■ **Your objective**
Retrieve all lines below that have the string "opened".

== Dataset records

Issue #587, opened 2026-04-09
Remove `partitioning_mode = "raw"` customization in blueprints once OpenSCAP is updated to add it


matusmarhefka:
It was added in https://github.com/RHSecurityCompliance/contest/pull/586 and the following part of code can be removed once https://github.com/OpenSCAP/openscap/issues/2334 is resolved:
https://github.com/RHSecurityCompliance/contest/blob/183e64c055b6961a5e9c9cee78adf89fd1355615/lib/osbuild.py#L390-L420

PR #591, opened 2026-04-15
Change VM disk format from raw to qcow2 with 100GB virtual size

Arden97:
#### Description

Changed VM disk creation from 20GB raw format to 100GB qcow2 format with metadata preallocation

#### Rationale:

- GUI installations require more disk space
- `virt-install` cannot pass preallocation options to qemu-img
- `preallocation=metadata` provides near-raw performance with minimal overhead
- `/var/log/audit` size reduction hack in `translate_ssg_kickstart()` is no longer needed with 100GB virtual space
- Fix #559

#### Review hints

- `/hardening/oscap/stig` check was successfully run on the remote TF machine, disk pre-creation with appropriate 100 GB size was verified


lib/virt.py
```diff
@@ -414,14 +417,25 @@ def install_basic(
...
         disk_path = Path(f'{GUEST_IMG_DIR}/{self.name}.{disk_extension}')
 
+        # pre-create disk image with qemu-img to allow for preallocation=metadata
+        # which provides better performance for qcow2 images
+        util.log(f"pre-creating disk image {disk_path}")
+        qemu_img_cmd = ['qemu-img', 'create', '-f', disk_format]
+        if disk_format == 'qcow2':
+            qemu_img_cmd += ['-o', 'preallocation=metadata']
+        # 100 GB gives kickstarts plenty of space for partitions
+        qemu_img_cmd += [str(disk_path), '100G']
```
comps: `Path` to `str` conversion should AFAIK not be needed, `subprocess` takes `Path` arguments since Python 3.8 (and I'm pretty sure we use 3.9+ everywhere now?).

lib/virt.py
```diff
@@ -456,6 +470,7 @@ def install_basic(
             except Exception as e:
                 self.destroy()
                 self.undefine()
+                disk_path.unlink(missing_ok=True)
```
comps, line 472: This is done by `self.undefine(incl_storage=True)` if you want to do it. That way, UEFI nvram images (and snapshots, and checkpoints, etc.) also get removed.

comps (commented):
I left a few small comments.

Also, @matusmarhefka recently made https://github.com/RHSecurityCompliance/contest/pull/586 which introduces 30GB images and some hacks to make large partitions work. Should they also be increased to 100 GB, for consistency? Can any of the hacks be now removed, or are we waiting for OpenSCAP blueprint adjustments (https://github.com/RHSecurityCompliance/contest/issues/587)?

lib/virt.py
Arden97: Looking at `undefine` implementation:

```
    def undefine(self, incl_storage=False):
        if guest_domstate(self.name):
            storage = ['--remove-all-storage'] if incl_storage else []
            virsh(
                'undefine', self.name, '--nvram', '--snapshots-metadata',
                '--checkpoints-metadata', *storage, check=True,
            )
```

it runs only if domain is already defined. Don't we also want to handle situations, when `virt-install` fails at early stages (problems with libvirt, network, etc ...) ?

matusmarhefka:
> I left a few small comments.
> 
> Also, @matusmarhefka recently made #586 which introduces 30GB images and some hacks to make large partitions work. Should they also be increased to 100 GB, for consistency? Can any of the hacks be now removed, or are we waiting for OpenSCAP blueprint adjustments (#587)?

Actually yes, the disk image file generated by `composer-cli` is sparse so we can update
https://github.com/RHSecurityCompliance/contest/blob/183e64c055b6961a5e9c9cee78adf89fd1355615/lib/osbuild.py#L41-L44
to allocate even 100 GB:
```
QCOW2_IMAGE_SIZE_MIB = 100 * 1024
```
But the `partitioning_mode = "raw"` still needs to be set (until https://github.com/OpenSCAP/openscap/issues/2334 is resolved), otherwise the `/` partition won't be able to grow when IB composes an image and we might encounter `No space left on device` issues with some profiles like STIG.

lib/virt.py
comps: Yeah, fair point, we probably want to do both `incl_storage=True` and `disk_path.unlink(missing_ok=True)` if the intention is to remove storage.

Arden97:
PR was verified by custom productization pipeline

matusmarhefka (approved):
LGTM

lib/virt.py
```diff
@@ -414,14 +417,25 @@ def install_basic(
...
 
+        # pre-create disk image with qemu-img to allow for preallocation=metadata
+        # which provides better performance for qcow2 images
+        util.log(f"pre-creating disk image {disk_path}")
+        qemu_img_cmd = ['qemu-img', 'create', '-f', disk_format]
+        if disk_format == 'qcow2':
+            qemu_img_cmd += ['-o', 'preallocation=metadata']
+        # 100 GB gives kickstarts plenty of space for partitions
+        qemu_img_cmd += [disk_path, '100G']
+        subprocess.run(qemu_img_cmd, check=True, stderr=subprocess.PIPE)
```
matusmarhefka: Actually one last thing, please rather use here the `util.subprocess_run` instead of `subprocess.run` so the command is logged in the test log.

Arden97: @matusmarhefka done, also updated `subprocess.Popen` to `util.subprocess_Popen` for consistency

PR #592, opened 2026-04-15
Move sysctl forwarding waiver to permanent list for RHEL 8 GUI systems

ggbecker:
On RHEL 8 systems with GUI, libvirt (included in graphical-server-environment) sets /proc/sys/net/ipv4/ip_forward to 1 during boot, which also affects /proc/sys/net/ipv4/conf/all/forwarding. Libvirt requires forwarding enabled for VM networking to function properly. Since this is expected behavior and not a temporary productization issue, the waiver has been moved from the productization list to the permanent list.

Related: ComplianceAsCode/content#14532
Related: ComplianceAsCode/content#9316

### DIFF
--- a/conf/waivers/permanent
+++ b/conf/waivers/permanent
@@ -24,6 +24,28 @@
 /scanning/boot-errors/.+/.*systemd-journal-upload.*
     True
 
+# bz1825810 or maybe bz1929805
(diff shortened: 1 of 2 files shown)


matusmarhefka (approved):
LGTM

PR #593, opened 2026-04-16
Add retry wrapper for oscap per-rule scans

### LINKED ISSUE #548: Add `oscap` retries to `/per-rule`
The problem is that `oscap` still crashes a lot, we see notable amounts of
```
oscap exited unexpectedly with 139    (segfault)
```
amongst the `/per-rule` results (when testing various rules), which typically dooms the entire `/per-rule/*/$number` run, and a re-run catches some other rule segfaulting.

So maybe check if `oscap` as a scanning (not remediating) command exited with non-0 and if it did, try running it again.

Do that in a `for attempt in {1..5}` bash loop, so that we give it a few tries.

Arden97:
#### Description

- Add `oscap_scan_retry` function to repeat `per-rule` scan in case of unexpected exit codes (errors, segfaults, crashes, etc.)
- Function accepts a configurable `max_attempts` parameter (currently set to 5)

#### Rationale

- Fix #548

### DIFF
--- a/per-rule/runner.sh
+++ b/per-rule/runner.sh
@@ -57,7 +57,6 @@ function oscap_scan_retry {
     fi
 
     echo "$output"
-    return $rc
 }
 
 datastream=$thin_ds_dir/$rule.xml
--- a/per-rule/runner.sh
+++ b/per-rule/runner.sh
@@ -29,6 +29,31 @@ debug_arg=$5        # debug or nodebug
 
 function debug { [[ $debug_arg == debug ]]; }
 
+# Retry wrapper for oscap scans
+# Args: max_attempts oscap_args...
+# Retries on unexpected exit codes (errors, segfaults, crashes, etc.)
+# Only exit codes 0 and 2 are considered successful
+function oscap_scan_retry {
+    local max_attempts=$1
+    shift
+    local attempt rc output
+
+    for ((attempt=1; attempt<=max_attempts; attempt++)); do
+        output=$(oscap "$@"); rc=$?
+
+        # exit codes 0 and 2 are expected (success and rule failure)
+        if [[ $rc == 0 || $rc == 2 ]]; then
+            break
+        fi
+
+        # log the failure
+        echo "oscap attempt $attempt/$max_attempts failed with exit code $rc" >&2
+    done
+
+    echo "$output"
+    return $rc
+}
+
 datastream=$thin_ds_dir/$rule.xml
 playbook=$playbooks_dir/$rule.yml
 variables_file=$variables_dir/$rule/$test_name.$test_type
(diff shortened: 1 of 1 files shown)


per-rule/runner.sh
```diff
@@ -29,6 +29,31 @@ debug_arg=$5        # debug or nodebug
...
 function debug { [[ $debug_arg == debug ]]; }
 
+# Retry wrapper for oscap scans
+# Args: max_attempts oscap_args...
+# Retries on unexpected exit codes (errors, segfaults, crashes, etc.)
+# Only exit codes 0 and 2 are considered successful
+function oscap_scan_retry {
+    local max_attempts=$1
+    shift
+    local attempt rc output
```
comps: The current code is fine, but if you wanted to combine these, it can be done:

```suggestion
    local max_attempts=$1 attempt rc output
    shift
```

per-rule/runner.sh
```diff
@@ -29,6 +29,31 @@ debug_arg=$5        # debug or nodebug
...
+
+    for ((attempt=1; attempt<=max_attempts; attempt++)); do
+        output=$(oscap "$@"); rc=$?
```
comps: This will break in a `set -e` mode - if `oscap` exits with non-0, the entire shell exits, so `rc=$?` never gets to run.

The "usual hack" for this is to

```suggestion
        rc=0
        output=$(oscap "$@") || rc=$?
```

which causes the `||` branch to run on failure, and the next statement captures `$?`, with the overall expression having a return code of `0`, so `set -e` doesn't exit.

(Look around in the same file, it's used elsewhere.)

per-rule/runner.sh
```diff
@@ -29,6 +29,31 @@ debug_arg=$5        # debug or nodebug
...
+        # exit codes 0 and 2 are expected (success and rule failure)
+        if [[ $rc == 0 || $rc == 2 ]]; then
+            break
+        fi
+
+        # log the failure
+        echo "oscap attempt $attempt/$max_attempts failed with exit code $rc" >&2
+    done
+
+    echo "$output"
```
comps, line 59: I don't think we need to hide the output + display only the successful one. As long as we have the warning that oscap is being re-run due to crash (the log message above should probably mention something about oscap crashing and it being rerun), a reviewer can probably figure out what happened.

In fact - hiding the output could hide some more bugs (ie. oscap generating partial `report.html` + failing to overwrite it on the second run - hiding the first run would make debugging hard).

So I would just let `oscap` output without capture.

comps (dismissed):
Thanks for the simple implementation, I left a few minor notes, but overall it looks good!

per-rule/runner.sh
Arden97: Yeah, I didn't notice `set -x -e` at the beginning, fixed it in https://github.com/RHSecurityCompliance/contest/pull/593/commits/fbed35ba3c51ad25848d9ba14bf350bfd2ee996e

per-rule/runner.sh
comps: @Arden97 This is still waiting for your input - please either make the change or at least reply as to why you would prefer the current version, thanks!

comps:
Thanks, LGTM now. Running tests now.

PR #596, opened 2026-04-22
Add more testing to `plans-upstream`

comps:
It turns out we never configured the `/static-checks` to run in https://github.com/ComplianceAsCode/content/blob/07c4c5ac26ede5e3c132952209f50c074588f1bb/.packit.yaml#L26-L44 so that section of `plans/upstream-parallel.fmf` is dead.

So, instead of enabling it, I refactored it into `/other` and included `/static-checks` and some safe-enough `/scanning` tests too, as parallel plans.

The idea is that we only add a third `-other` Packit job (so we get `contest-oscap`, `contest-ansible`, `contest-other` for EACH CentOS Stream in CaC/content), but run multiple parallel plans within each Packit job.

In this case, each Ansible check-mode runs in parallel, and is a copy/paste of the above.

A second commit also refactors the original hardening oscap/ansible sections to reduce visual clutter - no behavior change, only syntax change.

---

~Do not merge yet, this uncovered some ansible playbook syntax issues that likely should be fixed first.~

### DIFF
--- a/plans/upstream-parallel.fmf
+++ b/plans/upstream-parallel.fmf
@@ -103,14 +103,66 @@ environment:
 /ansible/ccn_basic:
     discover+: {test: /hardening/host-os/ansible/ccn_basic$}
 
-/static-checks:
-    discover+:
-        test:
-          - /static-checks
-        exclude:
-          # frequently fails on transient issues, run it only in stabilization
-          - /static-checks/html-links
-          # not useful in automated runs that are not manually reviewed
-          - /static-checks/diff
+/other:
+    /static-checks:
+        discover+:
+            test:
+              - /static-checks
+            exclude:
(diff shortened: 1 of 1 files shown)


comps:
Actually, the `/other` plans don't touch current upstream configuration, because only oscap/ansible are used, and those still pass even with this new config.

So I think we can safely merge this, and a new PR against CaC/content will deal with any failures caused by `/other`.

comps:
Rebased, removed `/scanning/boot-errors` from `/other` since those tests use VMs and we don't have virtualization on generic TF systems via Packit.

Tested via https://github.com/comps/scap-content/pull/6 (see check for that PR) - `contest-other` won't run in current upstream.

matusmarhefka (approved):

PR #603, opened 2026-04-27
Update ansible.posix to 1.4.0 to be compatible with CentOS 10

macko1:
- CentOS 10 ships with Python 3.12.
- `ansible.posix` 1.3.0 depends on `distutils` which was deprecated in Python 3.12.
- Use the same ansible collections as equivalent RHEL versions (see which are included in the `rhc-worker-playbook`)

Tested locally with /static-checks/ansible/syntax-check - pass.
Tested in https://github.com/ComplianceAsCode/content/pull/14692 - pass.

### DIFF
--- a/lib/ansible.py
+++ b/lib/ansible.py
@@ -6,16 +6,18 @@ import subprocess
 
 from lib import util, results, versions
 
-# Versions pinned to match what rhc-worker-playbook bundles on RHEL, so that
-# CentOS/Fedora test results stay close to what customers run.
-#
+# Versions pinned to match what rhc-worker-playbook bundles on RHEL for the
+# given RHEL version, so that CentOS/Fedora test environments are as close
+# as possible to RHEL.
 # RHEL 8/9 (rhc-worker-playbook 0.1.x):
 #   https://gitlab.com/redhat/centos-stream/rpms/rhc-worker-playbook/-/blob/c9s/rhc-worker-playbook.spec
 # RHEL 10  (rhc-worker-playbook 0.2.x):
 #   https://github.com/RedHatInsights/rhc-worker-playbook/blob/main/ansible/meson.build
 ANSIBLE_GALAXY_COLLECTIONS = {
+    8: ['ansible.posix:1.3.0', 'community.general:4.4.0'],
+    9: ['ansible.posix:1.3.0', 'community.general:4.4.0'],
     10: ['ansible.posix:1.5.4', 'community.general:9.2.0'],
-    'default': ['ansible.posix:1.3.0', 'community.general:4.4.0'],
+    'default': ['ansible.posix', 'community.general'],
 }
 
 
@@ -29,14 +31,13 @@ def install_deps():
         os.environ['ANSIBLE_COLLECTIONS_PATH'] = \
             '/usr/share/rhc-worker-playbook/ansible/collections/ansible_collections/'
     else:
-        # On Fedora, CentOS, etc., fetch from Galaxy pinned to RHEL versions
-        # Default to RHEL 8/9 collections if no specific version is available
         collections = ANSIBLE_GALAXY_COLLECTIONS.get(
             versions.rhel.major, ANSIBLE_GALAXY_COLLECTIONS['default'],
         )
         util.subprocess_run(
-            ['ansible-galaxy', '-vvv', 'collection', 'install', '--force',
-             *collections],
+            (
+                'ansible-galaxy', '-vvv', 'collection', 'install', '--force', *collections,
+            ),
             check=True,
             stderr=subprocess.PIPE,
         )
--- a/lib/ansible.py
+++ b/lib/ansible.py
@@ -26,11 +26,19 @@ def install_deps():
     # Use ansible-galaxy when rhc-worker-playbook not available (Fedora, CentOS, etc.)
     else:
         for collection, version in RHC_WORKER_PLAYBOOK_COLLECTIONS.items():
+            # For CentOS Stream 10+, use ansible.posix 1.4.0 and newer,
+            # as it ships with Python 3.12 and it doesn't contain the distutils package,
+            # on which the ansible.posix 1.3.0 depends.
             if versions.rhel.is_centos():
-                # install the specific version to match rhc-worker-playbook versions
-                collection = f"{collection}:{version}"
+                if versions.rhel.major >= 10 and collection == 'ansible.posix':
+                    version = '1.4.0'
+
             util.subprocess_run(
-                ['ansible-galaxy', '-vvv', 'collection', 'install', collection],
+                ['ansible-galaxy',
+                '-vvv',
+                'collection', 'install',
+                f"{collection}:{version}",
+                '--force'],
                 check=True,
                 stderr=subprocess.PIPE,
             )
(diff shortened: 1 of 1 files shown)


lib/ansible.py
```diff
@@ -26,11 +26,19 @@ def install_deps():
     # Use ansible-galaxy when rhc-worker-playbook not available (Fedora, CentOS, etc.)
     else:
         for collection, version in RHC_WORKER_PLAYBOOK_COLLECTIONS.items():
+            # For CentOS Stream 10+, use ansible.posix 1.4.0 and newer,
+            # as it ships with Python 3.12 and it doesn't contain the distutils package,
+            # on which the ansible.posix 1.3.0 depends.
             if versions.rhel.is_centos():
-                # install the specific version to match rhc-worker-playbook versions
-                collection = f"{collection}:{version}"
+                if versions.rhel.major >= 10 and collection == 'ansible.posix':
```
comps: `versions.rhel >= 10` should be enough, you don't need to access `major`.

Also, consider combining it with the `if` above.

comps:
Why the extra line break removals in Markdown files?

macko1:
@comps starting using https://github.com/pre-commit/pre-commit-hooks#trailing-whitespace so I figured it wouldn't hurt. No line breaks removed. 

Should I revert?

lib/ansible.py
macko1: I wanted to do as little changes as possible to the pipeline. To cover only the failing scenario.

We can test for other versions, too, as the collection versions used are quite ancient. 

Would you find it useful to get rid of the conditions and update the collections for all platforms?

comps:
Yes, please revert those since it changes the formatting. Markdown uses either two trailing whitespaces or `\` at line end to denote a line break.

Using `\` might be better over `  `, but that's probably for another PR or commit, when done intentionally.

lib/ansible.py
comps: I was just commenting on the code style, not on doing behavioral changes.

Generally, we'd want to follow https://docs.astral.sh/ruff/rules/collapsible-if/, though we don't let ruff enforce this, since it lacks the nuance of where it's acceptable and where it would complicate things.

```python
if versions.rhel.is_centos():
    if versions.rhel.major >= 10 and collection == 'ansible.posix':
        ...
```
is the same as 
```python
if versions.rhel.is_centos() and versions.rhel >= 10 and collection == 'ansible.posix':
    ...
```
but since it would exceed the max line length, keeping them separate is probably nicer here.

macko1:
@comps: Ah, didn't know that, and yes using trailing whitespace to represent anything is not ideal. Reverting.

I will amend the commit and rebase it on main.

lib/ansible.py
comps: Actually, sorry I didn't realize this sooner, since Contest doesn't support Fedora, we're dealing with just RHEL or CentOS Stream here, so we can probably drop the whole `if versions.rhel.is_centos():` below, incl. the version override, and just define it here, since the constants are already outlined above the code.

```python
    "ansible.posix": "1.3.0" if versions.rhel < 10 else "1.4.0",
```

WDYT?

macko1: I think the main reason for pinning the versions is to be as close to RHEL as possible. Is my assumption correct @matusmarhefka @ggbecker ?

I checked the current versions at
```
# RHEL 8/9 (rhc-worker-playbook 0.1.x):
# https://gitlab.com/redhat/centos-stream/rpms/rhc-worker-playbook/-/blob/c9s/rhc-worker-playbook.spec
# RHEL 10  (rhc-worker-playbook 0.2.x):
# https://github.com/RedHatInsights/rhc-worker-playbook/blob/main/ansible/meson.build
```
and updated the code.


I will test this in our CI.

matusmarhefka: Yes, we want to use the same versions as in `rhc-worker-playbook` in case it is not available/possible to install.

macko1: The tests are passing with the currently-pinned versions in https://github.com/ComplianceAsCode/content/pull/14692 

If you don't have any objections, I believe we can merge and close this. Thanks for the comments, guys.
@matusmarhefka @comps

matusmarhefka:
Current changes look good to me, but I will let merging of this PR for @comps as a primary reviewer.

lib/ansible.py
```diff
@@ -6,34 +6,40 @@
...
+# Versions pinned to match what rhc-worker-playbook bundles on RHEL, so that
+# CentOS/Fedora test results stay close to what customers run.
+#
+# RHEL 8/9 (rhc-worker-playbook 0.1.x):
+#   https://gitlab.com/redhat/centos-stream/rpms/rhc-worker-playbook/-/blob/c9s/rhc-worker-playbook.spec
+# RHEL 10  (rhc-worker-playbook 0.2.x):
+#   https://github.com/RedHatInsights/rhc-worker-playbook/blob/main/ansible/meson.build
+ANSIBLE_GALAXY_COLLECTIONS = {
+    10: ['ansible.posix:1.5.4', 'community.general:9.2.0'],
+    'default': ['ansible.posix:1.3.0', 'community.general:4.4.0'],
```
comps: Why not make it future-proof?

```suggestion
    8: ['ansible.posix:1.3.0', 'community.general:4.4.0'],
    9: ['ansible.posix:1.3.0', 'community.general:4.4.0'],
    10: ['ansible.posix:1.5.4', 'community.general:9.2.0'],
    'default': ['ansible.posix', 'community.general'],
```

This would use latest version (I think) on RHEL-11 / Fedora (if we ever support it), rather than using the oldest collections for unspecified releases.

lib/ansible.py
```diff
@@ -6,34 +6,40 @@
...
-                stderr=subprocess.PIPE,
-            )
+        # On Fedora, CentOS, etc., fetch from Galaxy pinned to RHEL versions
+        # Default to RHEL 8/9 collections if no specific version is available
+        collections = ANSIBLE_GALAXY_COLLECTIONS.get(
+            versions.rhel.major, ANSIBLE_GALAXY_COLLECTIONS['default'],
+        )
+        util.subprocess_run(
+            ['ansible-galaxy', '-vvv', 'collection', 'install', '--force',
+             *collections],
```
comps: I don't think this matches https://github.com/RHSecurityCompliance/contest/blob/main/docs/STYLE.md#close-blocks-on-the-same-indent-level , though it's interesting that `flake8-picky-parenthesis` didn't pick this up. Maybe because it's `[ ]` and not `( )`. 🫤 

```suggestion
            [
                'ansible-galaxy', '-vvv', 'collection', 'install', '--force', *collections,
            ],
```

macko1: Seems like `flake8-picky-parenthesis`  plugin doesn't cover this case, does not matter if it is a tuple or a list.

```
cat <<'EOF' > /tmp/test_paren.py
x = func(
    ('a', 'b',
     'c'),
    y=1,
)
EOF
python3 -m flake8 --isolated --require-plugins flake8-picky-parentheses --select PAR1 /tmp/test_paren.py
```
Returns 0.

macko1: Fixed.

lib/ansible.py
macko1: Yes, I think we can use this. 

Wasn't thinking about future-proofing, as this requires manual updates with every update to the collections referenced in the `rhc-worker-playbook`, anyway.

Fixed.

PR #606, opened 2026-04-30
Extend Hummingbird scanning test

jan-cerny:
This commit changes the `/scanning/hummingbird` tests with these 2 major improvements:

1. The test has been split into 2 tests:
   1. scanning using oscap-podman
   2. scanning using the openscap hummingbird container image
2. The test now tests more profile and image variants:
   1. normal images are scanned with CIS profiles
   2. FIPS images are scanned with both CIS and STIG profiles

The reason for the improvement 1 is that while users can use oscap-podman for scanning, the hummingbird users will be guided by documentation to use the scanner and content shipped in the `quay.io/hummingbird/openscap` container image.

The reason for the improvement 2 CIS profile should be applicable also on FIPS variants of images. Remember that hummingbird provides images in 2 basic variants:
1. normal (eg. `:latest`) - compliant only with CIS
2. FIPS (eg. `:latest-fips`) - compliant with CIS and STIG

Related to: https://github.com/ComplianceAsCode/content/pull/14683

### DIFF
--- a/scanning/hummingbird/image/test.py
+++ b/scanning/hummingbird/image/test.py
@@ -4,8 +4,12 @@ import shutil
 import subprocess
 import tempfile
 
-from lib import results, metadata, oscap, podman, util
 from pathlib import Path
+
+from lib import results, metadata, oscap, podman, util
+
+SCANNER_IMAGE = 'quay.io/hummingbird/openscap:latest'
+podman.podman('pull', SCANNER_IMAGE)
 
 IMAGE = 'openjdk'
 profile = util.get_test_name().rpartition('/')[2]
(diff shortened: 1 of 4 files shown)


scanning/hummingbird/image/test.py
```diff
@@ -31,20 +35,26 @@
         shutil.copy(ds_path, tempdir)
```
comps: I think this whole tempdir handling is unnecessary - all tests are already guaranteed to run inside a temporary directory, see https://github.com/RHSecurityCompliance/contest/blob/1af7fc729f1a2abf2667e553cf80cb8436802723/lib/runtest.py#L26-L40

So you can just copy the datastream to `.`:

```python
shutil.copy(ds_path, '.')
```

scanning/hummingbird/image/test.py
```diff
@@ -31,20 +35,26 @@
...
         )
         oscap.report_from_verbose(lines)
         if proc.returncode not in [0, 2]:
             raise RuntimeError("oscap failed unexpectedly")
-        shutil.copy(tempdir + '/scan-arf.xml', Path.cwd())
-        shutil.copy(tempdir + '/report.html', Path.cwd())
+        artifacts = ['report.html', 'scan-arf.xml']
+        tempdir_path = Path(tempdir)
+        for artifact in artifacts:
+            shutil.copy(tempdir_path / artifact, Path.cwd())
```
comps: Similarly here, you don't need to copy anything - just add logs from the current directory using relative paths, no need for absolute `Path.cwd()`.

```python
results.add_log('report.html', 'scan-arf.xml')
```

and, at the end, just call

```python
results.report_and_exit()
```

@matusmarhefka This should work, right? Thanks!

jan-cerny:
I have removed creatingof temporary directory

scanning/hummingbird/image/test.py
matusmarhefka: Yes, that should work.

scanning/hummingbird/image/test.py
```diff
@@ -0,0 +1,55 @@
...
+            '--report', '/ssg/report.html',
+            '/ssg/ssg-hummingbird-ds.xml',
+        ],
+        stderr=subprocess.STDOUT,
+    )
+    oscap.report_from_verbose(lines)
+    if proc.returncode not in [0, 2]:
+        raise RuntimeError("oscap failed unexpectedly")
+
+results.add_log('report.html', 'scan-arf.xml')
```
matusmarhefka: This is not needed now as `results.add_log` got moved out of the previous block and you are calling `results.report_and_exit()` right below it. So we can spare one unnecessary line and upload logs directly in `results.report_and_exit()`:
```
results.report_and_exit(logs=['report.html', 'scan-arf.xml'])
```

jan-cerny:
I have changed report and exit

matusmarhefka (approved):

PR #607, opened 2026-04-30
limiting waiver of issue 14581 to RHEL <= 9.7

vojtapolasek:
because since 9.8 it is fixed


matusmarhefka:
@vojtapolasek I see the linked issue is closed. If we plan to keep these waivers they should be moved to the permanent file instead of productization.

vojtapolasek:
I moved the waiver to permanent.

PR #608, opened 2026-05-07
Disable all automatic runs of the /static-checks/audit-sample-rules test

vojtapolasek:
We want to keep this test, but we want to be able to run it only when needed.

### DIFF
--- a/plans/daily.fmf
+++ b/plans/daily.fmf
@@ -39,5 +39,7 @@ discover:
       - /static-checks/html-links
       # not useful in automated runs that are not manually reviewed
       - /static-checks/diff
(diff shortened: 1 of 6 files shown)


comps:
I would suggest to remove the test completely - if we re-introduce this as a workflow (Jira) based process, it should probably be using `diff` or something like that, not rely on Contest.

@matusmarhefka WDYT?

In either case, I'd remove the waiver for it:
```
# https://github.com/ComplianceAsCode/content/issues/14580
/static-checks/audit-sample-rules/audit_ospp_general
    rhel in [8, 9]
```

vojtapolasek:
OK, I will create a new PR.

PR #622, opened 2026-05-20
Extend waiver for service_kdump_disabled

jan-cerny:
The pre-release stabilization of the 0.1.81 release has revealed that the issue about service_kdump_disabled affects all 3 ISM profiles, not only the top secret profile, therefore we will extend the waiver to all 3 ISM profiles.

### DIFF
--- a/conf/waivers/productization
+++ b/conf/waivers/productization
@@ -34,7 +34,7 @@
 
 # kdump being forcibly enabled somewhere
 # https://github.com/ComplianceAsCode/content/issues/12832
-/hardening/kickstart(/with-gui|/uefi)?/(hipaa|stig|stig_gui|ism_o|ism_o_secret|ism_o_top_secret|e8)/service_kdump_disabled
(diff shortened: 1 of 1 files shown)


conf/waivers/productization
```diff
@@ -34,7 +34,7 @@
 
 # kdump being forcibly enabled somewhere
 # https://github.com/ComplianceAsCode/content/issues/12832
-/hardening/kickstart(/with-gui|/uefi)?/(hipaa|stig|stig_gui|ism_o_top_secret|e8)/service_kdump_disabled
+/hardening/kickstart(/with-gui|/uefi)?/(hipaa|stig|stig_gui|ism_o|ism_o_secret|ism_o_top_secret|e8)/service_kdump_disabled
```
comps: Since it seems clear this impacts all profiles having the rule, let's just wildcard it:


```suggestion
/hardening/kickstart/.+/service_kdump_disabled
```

====

■ **Exercise result**
Issue #587, opened 2026-04-09
PR #591, opened 2026-04-15
PR #592, opened 2026-04-15
PR #593, opened 2026-04-16
PR #596, opened 2026-04-22
PR #603, opened 2026-04-27
PR #606, opened 2026-04-30
PR #607, opened 2026-04-30
PR #608, opened 2026-05-07
PR #622, opened 2026-05-20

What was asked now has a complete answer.